The Hall of Fame coach is sitting at his desk. Behind him are reminders of the legendary program that’s been built under his watch – a row of NCAA championship trophies whose gold detailing glistens like a summertime sun. Each trophy is adorned with a basketball net – the kind that’s cut down from the rim following a big-game conquest.
The coach looks at a computer screen. He then draws a circle around some players to illustrate his point.
“This is where they think the action is. They’re not paying attention to what’s happening to the other side of the floor,” notes the coach.
Is the coach addressing a play for the benefit of his players? No. His breakdown stems from a campaign Cox Communications created with the University of Connecticut athletic department to benefit the at-home audience.

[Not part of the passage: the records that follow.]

PR #3582, opened 2021-08-02
Wip/hughsie/lenovo

hughsie:
Type of pull request:

- [X] Code fix
- [ ] Feature
- [ ] Documentation

### DIFF
--- a/contrib/fwupd.spec.in
+++ b/contrib/fwupd.spec.in
@@ -393,7 +393,9 @@ done
 %dir %{_datadir}/fwupd/quirks.d
 %{_datadir}/fwupd/quirks.d/*.quirk
 %{_datadir}/doc/fwupd/builder/README.md
+%if 0%{?have_uefi}
 %{_sysconfdir}/grub.d/35_fwupd
+%endif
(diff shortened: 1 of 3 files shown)


hughsie:
@superm1 I've merged this to avoid delaying the release. We can make it less broad when Lenovo tell us what's happened.

superm1:
> @superm1 I've merged this to avoid delaying the release. We can make it less broad when Lenovo tell us what's happened.

How about making ux capsule opt in instead?

hughsie:
> How about making ux capsule opt in instead?

I don't think any OEMs would actually opt-in and test.

superm1:
> > How about making ux capsule opt in instead?
> 
> I don't think any OEMs would actually opt-in and test.

I seem to recall that you sent an inquiry out if anyone wants to use it and someone wanted to. If they really want to use it they can?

It’s an incredible gift for UConn women’s basketball fans – a digital series that goes behind the scenes and takes you inside the mind of the coach who’s been at the helm for 11 national titles. The program is titled “X’s and O’s with Geno Auriemma.” In a nutshell, it’s a game highlight recap series that’s dedicated to Auriemma analyzing a well-run set play, good defense, good positioning, good passing, etc.
“It’s content that will speak to the fans of the university and to this particular team,” said Learfield Social Content Specialist Tim Watson. “To connect the audience with a legendary coach like Geno in a way that fans might not see on a day-to-day basis … it’s a level of access that’s special.”

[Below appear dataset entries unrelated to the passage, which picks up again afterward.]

Issue #3568, opened 2021-07-29
FakeDevice update time


binaryNewts:
**Is your feature request related to a problem? Please describe.**
When doing tests on fwupd that require testing of something while an update is running, it's helpful to have something that takes a couple seconds to update. The FakeDevice integrated webcam provided, however, takes about a second to update, which is not very much time to do testing during.

**Describe the solution you'd like**
It would be nice to have either
- a way to set the amount of time that the device sleeps for
- a flag that would stop the update somewhere in the middle and continue when prompted

**Additional context**
Here's where the amount of time is currently set
https://github.com/fwupd/fwupd/blob/master/plugins/test/fu-plugin-test.c#L164

(@djcampello @bleungatchromium @g2pop)

hughsie:
> a way to set the amount of time that the device sleeps for

Could you parse the payload? e.g. parse it as a json or XML file with `<delay_seconds>130<delay_seconds>`

> a flag that would stop the update somewhere in the middle

Something like DeviceRequest() would work well for this.

superm1:
I think parsing the fake device payload is a great idea.
On that note - We are currently parsing `FWUPD_PLUGIN_TEST` to determine what tests to run.  If you shift this over to add delays from the payload, please adjust the plugin to get this information from the payload too.

bleungatchromium:
Hi @hughsie and @superm1 

Do you have an example where similar values are pulled from a payload metadata?

I assume this is coming from https://fwupd.org/downloads/3fab34cfa1ef97238fb24c5e40a979bc544bb2b0967b863e43e7d58e0d9a923f-fakedevice124.cab right?

So the idea is that if we want to run a test and customize the fake delay, we'd source a different .cab file with an extra field to tell the plugin how long to spin?

superm1:
>Do you have an example where similar values are pulled from a payload metadata?

Right now `data/installed-tests/fakedevice124.bin` is just ASCII, and a value.  The idea being proposed is to make that more.
```
<firmware>
<version>0x1020004</version>
<test>foo</test>
<delay>0</delay>
</firmware>
```

If that turns out to not scale as well as we were thinking, you can certainly say BAD IDEA, and then maybe an environment variable in the fwupd environment that the test plugin picks up is better/easier.

hughsie:
I think setting the environment variables once during self test startup is fine, but I think changing them during self test runtime is going to make it a bit like spaghetti code that's really hard to debug.

hughsie:
[...]

PR #3586, opened 2021-08-02
test env variables

binaryNewts:
Create environment variables for the fake camera so that it can have a user-determined update time for each state. If no input is given, it should default to its current wait time.

in reference to https://github.com/fwupd/fwupd/issues/3568

### DIFF
--- a/plugins/test/fu-plugin-test.c
+++ b/plugins/test/fu-plugin-test.c
@@ -152,6 +152,13 @@ fu_plugin_update (FuPlugin *plugin,
 	const gchar *test = g_getenv ("FWUPD_PLUGIN_TEST");
 	gboolean requires_activation = g_strcmp0 (test, "requires-activation") == 0;
 	gboolean requires_reboot = g_strcmp0 (test, "requires-reboot") == 0;
+	guint64 decompress_ms = 100;
+	const gchar *decompress_ms_str = g_getenv("FWUPD_PLUGIN_TEST_DECOMPRESS_MS");
+	guint64 write_ms = 100;
+	const gchar *write_ms_str = g_getenv("FWUPD_PLUGIN_TEST_WRITE_MS");
+	guint64 verify_ms = 100;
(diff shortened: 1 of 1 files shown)


plugins/test/fu-plugin-test.c
```diff
@@ -160,19 +160,37 @@ fu_plugin_update (FuPlugin *plugin,
...
 	}
 	fu_device_set_status (device, FWUPD_STATUS_DECOMPRESSING);
-	for (guint i = 1; i <= 100; i++) {
-		g_usleep (1000);
-		fu_device_set_progress (device, i);
+	guint64 decompress_ms = 100;
+	const gchar *decompress_ms_str = g_getenv("FWUPD_PLUGIN_TEST_DECOMPRESS_MS");
+	if (decompress_ms_str != NULL) {
+		decompress_ms = g_ascii_strtoll(decompress_ms_str, NULL, 10);
+	}
```
hughsie, line 167: @djcampello is it possible to specify "no braces for single line if's" in the clang-format somehow?

djcampello: My understanding is that this goes beyond what `clang-format` can do but it may be possible to achieve with `clang-tidy`

plugins/test/fu-plugin-test.c
```diff
@@ -160,19 +160,34 @@ fu_plugin_update (FuPlugin *plugin,
 		return FALSE;
 	}
 	fu_device_set_status (device, FWUPD_STATUS_DECOMPRESSING);
-	for (guint i = 1; i <= 100; i++) {
-		g_usleep (1000);
-		fu_device_set_progress (device, i);
+	guint64 decompress_ms = 100;
```
djcampello, line 163: Please fix the mix ue of declarations / code

hughsie:
Alternate proposal in https://github.com/fwupd/fwupd/pull/3594 -- does that work?

binaryNewts:
works perfect!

“X’s and O’s with Geno Auriemma” is a five-part series – each episode runs approximately three minutes – that entails Auriemma breaking down notable plays or moments on the court from a previous game.
“The idea is to try and get a back cut and a layup,” said Auriemma while revisiting a specific instance from UConn’s season opener against Arkansas.
“Christyn runs a curl and we get a layup,” says Auriemma.
Per the head coach, the play that enabled Williams to score with relative ease is called “Wave.” Cuing up game footage from when Connecticut played South Florida on Nov. 21, Auriemma honed in on what developed at the free-throw line that translated into a made three-pointer along the right wing by Bueckers.
“Because both cutters ended up going with Christyn, that left Paige open for a jump shot,” notes Auriemma.
From shots of the coach being filmed in his office as he reacts to what he sees on the computer screen, to cutaways of game footage with the announcers providing commentary, to an opening theme that pays tribute to the myriad of special moments that have defined UConn women’s basketball as a premier brand in college athletics, “X’s and O’s with Geno Auriemma” offers up a potpourri of talking points that figures to appeal to hardcore and novice observers alike.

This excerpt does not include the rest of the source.